▶ [What this task involves] Where the word "probably" occurs in a line of the data, return the whole line.

▶ [Given data]
########

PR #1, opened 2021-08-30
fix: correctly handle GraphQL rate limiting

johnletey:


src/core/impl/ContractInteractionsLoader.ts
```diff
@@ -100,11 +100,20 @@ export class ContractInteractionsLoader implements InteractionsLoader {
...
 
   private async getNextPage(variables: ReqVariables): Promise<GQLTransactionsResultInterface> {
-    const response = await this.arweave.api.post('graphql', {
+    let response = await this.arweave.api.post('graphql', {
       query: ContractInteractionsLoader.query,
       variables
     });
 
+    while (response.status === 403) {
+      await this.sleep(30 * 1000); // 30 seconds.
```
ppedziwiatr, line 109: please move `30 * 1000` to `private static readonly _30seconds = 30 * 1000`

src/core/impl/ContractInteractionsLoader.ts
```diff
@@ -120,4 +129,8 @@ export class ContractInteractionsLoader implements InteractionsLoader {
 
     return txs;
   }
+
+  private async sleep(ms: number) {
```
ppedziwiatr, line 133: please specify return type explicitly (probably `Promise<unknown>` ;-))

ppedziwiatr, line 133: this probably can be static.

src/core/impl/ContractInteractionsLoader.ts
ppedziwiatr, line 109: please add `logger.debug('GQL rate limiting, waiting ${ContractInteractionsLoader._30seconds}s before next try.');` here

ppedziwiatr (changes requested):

########

▶ [Solution below]
ppedziwiatr, line 133: please specify return type explicitly (probably `Promise<unknown>` ;-))
ppedziwiatr, line 133: this probably can be static.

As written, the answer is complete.